This idea first came to me when I wanted to hang the quilt in the above link. I'd just put up new wallpaper, and didn't want to put any holes in it. I decided to hang it from the molding at the ceiling.

Since the top 1/4" wide binding is done last, it's possible to slide an 1/8" dowel inside the binding. Use another piece of dowel going in from the opposite end, to help you get the first dowel all the way through [it wants to get 'hung up' on the folded back edge of the binding inside].

Then I used two colors of yarn that matched my wallpaper to chain the hanger. It ties onto the exposed ends of the dowel. The wooden dowel blends right in with my colors, but if it didn't, just paint the ends to match your walls.

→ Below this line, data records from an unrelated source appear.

PR #7442, opened 2026-08-18
fix(projectDownloads): kml exporting bug DEV-2695

magicznyleszek:
### 🗒️ Checklist

1. [x] run linter locally

### 📣 Summary

Fixed an error that blocked KML exports in projects where a GeoJSON export was created earlier.

### 📖 Description

Options that apply to a single export format no longer follow you when you switch format. Before this fix, exporting GeoJSON and then KML sent the GeoJSON-only "Flatten GeoJSON" option along with the KML request, and the server refused it. Projects already in that state recover on their next export, nothing to clean up.

### 💭 Notes

Changes here:

- **`exportsUtils.ts`**
  - `preserveApiOnlySettings()` replaces the inline merge loop that lived in `onSubmit`. When the form overwrites a saved export setting, keep the options the API supports but our form has no field for (`submission_ids` and friends) — except it now skips every key listed in `FORM_MANAGED_EXPORT_SETTINGS`.
  - That list is the actual fix. Each export saves its payload as an export setting (a nameless "Latest unsaved settings" record when you don't save a named preset), and the old loop copied back anything the fresh payload didn't have. Some of those keys are absent on purpose: `flatten` only ships for GeoJSON, `xls_types_as_text` for XLS. So a GeoJSON export left `flatten` in storage for the next KML export to inherit, and Backend rejects `flatten` for KML.
- **`ProjectExportsCreator.tsx`**
  - calls the new util, and `applyExportSettingToState()` now falls back to `DEFAULT_EXPORT_SETTINGS` for the three format-specific options
- **`exportsUtils.tests.ts`** -
  - new file: the GeoJSON → KML regression, plus the settings we still want carried over.

### 👀 Preview steps

1. ℹ️ have an account and a deployed project with a geopoint question and at least one submission
2. go to Project → Data → Downloads
3. set Export type to GeoJSON, click Export, wait for the file to appear in the list below
4. set Export type to KML, click Export
5. 🔴 [on main] error message, no KML file
6. 🟢 [on PR] the KML export is created and can be downloaded
7. switch back to GeoJSON, open Advanced options, untick "Flatten GeoJSON", export it, then export KML once more — 🟢 both still work
8. reload the page so the form restores your last used (KML) settings, then set Export type to GeoJSON and open Advanced options — 🟢 "Flatten GeoJSON" comes back checked, which is its default, instead of blank

### DIFF
--- a/jsapp/js/components/projectDownloads/ProjectExportsCreator.tsx
+++ b/jsapp/js/components/projectDownloads/ProjectExportsCreator.tsx
@@ -31,12 +31,13 @@ import {
   type ExportFormatOption,
   getContextualDefaultExportFormat,
   getExportFormatOptions,
+  preserveApiOnlySettings,
 } from '#/components/projectDownloads/exportsUtils'
 import { openDeleteExportSettingModal } from '#/components/projectDownloads/openDeleteExportSettingModal'
 import { getColumnLabel } from '#/components/submissions/tableUtils'
 import { ADDITIONAL_SUBMISSION_PROPS, SUPPLEMENTAL_DETAILS_PROP } from '#/constants'
 import type { AssetResponse, ExportSetting, ExportSettingRequest, MongoQuery } from '#/dataInterface'
-import { createDateQuery, formatTimeDate, notify, recordEntries, recordKeys, recordValues } from '#/utils'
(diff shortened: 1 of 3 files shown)


jamesrkiger (approved):
LGTM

By doing this, I noticed that the dowel was great for stopping any of the sag that happens when you hang a quilt. Even if it sags just a tiny bit, it spoils the look of your perfectly done binding.

Some of you may remember the Swan Quilt I reviewed not long ago. It is "nailed" to the wall with 2 tiny 1/2" long applique pins. No matter how snug I had the quilt "nailed", it wanted to sag a little. I slipped an 1/8" dowel in the 1/4" wide binding at the top [dowel was slightly smaller than the width of this quilt, so it wouldn't show]. It fixed the sag at the top so nicely, I put another piece of dowel in the bottom binding [also slightly shorter than the width of the quilt]. Voila...perfecto! Swan Quilt Photo

When it's time to launder the quilt, just slip the dowel[s] out first.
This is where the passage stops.